Wildlife biologists from the U.S. Geological Survey, in partnership with other federal, state and local agencies are studying the newly discovered West Nile-like virus which has been blamed for the deaths of three people in New York City and the deaths of many birds in the city and surrounding areas.
On Wednesday, USGS wildlife biologists issued a Wildlife Health Alert to federal and state wildlife conservation agencies, parks, refuges and other wildlife agencies east of the Mississippi River to be on the lookout for dead crows and other birds which may indicate that this mosquito-borne virus has appeared.
USGS biologists, teaming with scientists and managers from the U.S. Centers for Disease Control and Prevention (CDC) and health and environmental departments in the New York City, New York State, Connecticut and New Jersey, are working to determine the extent of the problem in the Northeast.

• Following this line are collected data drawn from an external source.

PR #43, opened 2019-02-22
runner.aws_batch: Specify requested vCPU and memory

### LINKED ISSUE #42: AWS Batch runner should accept --cpus and --memory options
These options would modify the job submission, overriding any defaults in the job definition. Coupled with a cascade of compute environments defined for the job queue (or an auto-scaling optimal compute environment), this lets users who knows what their builds needs ask for a certain amount of resources without the CLI needing to be tightly coupled to AWS Batch config. This also makes it clear in the command-line invocation the interaction between resources requested and snakemake's `-j` option.

@trvrb would like this for seasonal flu builds.

trvrb:
This passes `--aws-batch-cpus` and `--aws-batch-memory` to `containerOverrides`. This also moves defaults to the CLI instead of AWS config.

This has been tested and appears to work just fine.

Resolves #42.

### DIFF
--- a/doc/aws-batch.md
+++ b/doc/aws-batch.md
@@ -24,6 +24,13 @@ directory.
 [AWS Batch]: https://aws.amazon.com/batch/
 [`zika-tutorial/` directory]: https://github.com/nextstrain/zika-tutorial
 
+### Requesting resources
+
+By default AWS Batch jobs request 4 vCPUs and 7200MB of memory. Generally, when
+running Snamemake, the `--jobs` option should be matched to the requested number
+of vCPUs. These defaults can be overridden by specifying `--aws-batch-cpus` and
+`--aws-batch-memory`, for instance `--aws-batch-cpus=8` and
+`--aws-batch-memory=14800`.
 
 ## Configuration on your computer
 
@@ -75,7 +82,6 @@ or in the `~/.nextstrain/config` file
     s3-bucket = ...
 
 or passing the `--aws-batch-s3-bucket=...` option to `nextstrain build`.
-
 
 # Setting up AWS to run Nextstrain builds
 
--- a/doc/aws-batch.md
+++ b/doc/aws-batch.md
@@ -27,10 +27,20 @@ directory.
 ### Requesting resources
 
 By default AWS Batch jobs request 4 vCPUs and 7200MB of memory. Generally, when
-running Snamemake, the `--jobs` option should be matched to the requested number
+running Snakemake, the `--jobs` option should be matched to the requested number
 of vCPUs. These defaults can be overridden by specifying `--aws-batch-cpus` and
 `--aws-batch-memory`, for instance `--aws-batch-cpus=8` and
-`--aws-batch-memory=14800`.
+`--aws-batch-memory=14800`. Alternatively, request can be specified in the
+`~/.nextstrain/config` file via
+
+    [aws-batch]
+    cpus = ...
+    memory = ...
+
+Or via setting environment variables `NEXTSTRAIN_AWS_BATCH_CPUS` and
+`NEXTSTRAIN_AWS_BATCH_MEMORY`. Note that requesting more CPUs or memory than
+available in a compute environment will result in a job that is queued but
+is never started.
 
 ## Configuration on your computer
 
--- a/doc/aws-batch.md
+++ b/doc/aws-batch.md
@@ -24,23 +24,32 @@ directory.
 [AWS Batch]: https://aws.amazon.com/batch/
 [`zika-tutorial/` directory]: https://github.com/nextstrain/zika-tutorial
 
-### Requesting resources
+### Using and requesting resources
 
-By default AWS Batch jobs request 4 vCPUs and 7200MB of memory. Generally, when
-running Snakemake, the `--jobs` option should be matched to the requested number
-of vCPUs. These defaults can be overridden by specifying `--aws-batch-cpus` and
-`--aws-batch-memory`, for instance `--aws-batch-cpus=8` and
-`--aws-batch-memory=14800`. Alternatively, request can be specified in the
-`~/.nextstrain/config` file via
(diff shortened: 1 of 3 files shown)


doc/aws-batch.md
```diff
@@ -24,6 +24,13 @@ directory.
 [AWS Batch]: https://aws.amazon.com/batch/
 [`zika-tutorial/` directory]: https://github.com/nextstrain/zika-tutorial
 
+### Requesting resources
+
+By default AWS Batch jobs request 4 vCPUs and 7200MB of memory. Generally, when
+running Snamemake, the `--jobs` option should be matched to the requested number
+of vCPUs. These defaults can be overridden by specifying `--aws-batch-cpus` and
+`--aws-batch-memory`, for instance `--aws-batch-cpus=8` and
+`--aws-batch-memory=14800`.
```
tsibley: It would be good to mention that:

* AWS Batch may not be able to run your job if your configured compute environment doesn't allow for instances with the CPUs/memory you request.

* Defaults for the number of CPUs and amount of memory can be set using environment variables and/or the config file.

nextstrain/cli/runner/aws_batch/__init__.py
```diff
@@ -26,6 +26,13 @@
                  or config.get("aws-batch", "s3-bucket") \
                  or "nextstrain-jobs"
 
+DEFAULT_CPUS = os.environ.get("NEXTSTRAIN_AWS_CPUS") \
```
tsibley: The environment variable should be `NEXTSTRAIN_AWS_BATCH_CPUS` to match the other environment variable names and option names.

nextstrain/cli/runner/aws_batch/__init__.py
```diff
@@ -26,6 +26,13 @@
...
+            or config.get("aws-batch", "cpus") \
+            or "4"
+
+DEFAULT_MEMORY = os.environ.get("NEXTSTRAIN_AWS_MEMORY") \
```
tsibley: The environment variable should be `NEXTSTRAIN_AWS_BATCH_MEMORY` to match the other environment variable names and option names.

nextstrain/cli/runner/aws_batch/__init__.py
```diff
@@ -54,6 +61,20 @@ def register_arguments(parser) -> None:
         metavar = "<name>",
         default = DEFAULT_S3_BUCKET)
 
+    development.add_argument(
+        "--aws-batch-cpus",
+        dest    = "cpus",
+        help    = "Number of vCPUs to request for job",
+        metavar = "<name>",
```
tsibley: `metavar` should be `<count>` or `<number>` instead of `<name>`.

nextstrain/cli/runner/aws_batch/__init__.py
```diff
@@ -54,6 +61,20 @@ def register_arguments(parser) -> None:
...
+        default = DEFAULT_CPUS)
+
+    development.add_argument(
+        "--aws-batch-memory",
+        dest    = "memory",
+        help    = "Amount of memory in MB to request for job",
+        metavar = "<name>",
```
tsibley: `metavar` should be `<megabytes>` or `<number>` instead of `<name>`.

nextstrain/cli/runner/aws_batch/__init__.py
```diff
@@ -83,6 +104,8 @@ def run(opts, argv, working_volume = None) -> int:
             name       = run_id,
             queue      = opts.job_queue,
             definition = opts.job_definition,
+            cpus = int(opts.cpus),
+            memory = int(opts.memory),
```
tsibley: Adding `type = int` to the `add_argument` calls will ensure the types of `opts.cpus` and `opts.memory` are always correct and remove the need for the `int(…)` calls here. It will also cause argparse to throw an error early if someone provides a non-integer value.

tsibley: Maybe a minor thing, but when code is aligned for readability (on the `=` in this case), I like to keep any newly added code lined up too.

doc/aws-batch.md
tsibley: There's also a k → m typo in Snakemake.

nextstrain/cli/runner/aws_batch/__init__.py
trvrb: I see. I hadn't ever used `metavar` before. Just read the docs.

nextstrain/cli/runner/aws_batch/__init__.py
trvrb: This is much better.

trvrb: I hadn't noticed. Agreed it looks nicer.

trvrb:
Thanks for the pointers @tsibley. Very helpful. I agree about leaving defaults to be specified in the AWS Batch job description. Please take a look now.

tsibley:
Changes look good, thanks! The potential issue I brought up was indeed a problem when I tested it:

```
Parameter validation failed:
Invalid type for parameter containerOverrides.vcpus, value: None, type: <class 'NoneType'>, valid types: <class 'int'>
Invalid type for parameter containerOverrides.memory, value: None, type: <class 'NoneType'>, valid types: <class 'int'>
Job submission failed!
```

so I pushed a commit to fix it. I also pushed two other small commits which you may want to take a look at. If it all looks good, please feel free to merge.

trvrb:
Thanks for catching this Tom. The use of `**({ "vcpus": cpus } if cpus else {})` is really clever.

tsibley:
Nod. I prefer to use that sort of inline conditional when composing a larger data structure because it makes it easier to get a sense of the whole thing at once and in close context. Conditionals that mutate the data structure afterwards, e.g.

```
if cpus:
    job_submission["vcpus"] = cpus
```

don't provide that same closely-bound context, but sometimes they're unavoidable.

Beginning next week, USGS field teams will be in New York and other areas capturing live birds, taking blood samples and releasing them. The samples will be sent to the National Wildlife Health Center for testing in an effort to detect West Nile-like virus and to the CDC laboratory in Fort Collins, Colo., to test for antibodies. USGS biologists at the USGS National Wildlife Health Center (NWHC) in Madison, Wis., in collaboration with CDC will be analyzing samples from dead crows to determine if the virus is present. Crows appear to be very sensitive to infection with this virus and thus may be a good indicator of its presence.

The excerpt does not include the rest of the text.